Quote from EliteThink:
Hormones are the key to all metabolic activity. Growth hormone is largely responsible for controlling the rate at which we age and store and use energy (burn fat). In short the book explains how to nearly cease aging, diet correctly with both carbs, fat and protein and evaluate the most beneficial way to work out from a hormonal stand point.
Many good ideas have been presented in this thread, I feel nhe pulls from the best of all of them.
Hmm, just checked out the link you provided.
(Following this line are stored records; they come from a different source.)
Issue #493, opened 2016-01-30
t.throws should return the error (or a promise that resolves with the rejection)


jamestalmage:
From #492 
 
> 
```js
test(t => {
  t.plan(2);
  return shouldRejectWithFoo().catch(reason => {
    t.is(reason.message, 'HelloMessage') // Prefer t.throws if all you care about is the message
    t.is(reason.foo, 'bar');
  });
});

> test(t => {
  t.plan(2);
  try {
    shouldThrow();
  } catch (err) {
    t.is(err.message, 'HelloMessage') // Prefer t.throws if all you care about is the message
    t.is(err.foo, 'bar');
  }
});
```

I must say, I'm not terribly impressed.
That's not to say his information isn't valid, it's just that the way it is presented has my BS sensors tingling.
Eg,
"The Eating Plan is based on a
super-advanced, next century dietary technology called macronutrient cycling"
Comment: Oh please!
"most dietary practices recommended by
the "experts" have an adverse"
Comment: bashing "the experts"; not so bad in and of itself, but when you pair it up with hyperbole it starts to stink.
"Let's say you want to eat a heaping plate of pasta with chocolate cake for dessert, no problem - it is unlikely that even one molecule will be stored as fat, so long as you eat it at the right time in your cycle. "
Comment: What's the old line about if something sounds too good to be true?
".... . . you will have the best of both worlds eating-wise, while your bodyfat melts away, hour-by-hour!"
Comment: Good example. That just has "infomercial" written all over it!
"But there's more...."
Comment: Lol! How much more blatantly infomercial can you get!
That's basically the tone of the whole site. Not really inspiring, I'm afraid. The fact that it's not available from Amazon doesn't inspire me with confidence either.
Oh, one more thing. I think there's a contradiction in his thesis, too.
"The low-fat diet is one example of a diet that actually stimulates lipogenic (fat-producing) hormones! (This explains why the incidence of obesity has risen in the U.S. over the last twenty years, concurrently with the low-fat craze.)"
Comment: okay, so the advice given by "the experts" has people doing the above.
Then, later,
"Now you see one big reason why conventional dieting is doomed to failure. The virtually universal "rebound effect" (in which the dieter promptly regains lost fat after discontinuing the diet) experienced by conventional dieters......"
Comment: so, first he blames the 'low fat' diet for actually increasing levels of obesity -- ie, it "doesn't work" --, yet then, in the second paragraph I quote, he says that the dieter
regains the fat he lost after stopping the diet.
But if he "regained" it, he must have lost it in the first place.
Corollary: the low fat diet actually
worked in lowering fat levels, and the only reason the fat levels went back up again was because the dieter went off the diet.